Stored data entries
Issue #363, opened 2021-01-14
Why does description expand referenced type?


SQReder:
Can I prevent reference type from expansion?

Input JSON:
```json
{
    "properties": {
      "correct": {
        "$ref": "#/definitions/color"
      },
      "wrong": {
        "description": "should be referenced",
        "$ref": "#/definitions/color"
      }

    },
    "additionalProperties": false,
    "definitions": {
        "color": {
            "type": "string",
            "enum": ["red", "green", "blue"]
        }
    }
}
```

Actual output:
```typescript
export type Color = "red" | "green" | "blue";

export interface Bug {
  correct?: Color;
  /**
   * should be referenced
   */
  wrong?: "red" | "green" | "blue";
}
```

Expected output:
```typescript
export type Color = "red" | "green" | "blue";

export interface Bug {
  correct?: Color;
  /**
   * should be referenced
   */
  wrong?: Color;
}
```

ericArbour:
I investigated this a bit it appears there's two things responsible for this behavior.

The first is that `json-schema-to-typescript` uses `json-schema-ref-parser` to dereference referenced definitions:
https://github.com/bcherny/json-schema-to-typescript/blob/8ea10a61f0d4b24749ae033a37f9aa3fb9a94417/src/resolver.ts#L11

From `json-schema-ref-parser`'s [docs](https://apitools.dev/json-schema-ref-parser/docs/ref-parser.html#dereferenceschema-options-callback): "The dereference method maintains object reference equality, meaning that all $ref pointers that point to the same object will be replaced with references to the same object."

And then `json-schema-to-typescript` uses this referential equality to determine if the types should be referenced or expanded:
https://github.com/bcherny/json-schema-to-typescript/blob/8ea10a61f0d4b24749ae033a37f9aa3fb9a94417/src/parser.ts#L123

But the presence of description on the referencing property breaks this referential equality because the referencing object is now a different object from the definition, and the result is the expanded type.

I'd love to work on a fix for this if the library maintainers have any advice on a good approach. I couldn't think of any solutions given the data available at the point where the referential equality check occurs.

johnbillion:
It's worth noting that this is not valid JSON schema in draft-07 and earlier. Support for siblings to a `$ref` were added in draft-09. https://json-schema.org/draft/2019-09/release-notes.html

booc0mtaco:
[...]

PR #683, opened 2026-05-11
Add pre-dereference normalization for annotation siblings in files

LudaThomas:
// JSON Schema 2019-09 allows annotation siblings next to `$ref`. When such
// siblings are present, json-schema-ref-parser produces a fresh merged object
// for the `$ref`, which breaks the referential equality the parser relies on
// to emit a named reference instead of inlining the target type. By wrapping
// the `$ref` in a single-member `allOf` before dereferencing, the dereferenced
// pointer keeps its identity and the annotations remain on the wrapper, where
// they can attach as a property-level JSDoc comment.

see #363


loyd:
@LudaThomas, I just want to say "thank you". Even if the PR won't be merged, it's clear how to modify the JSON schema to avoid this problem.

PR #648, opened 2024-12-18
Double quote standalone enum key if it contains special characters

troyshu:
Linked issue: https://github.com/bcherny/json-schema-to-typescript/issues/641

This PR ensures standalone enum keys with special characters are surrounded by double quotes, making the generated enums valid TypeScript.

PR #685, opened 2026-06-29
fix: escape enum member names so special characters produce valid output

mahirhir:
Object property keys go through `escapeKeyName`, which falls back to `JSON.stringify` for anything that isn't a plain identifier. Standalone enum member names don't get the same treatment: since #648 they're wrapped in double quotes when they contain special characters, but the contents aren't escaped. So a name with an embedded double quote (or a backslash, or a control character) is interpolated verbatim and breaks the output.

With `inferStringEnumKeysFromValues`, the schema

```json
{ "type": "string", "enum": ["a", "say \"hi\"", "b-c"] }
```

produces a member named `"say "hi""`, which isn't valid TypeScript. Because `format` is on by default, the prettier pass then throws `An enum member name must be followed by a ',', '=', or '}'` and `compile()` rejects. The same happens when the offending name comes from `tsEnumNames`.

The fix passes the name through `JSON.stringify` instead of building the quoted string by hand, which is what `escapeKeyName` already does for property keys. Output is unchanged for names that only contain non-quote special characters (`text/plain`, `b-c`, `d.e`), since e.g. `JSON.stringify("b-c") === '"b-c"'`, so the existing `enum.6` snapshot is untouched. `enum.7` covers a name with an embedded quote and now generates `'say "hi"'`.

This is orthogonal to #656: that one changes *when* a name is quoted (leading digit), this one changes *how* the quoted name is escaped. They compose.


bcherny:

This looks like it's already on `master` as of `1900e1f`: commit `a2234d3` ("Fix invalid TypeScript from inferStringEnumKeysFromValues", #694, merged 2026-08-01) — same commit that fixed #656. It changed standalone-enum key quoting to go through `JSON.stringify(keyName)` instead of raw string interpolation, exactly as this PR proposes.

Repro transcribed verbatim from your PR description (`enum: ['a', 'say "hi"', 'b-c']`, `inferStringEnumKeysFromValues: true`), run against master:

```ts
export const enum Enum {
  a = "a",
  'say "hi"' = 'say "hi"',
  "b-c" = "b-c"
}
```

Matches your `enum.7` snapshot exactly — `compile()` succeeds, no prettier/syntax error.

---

[Problem]:
Which of the lines above contain "quotes"? Return them all.

[Written response]:
This PR ensures standalone enum keys with special characters are surrounded by double quotes, making the generated enums valid TypeScript.
Object property keys go through `escapeKeyName`, which falls back to `JSON.stringify` for anything that isn't a plain identifier. Standalone enum member names don't get the same treatment: since #648 they're wrapped in double quotes when they contain special characters, but the contents aren't escaped. So a name with an embedded double quote (or a backslash, or a control character) is interpolated verbatim and breaks the output.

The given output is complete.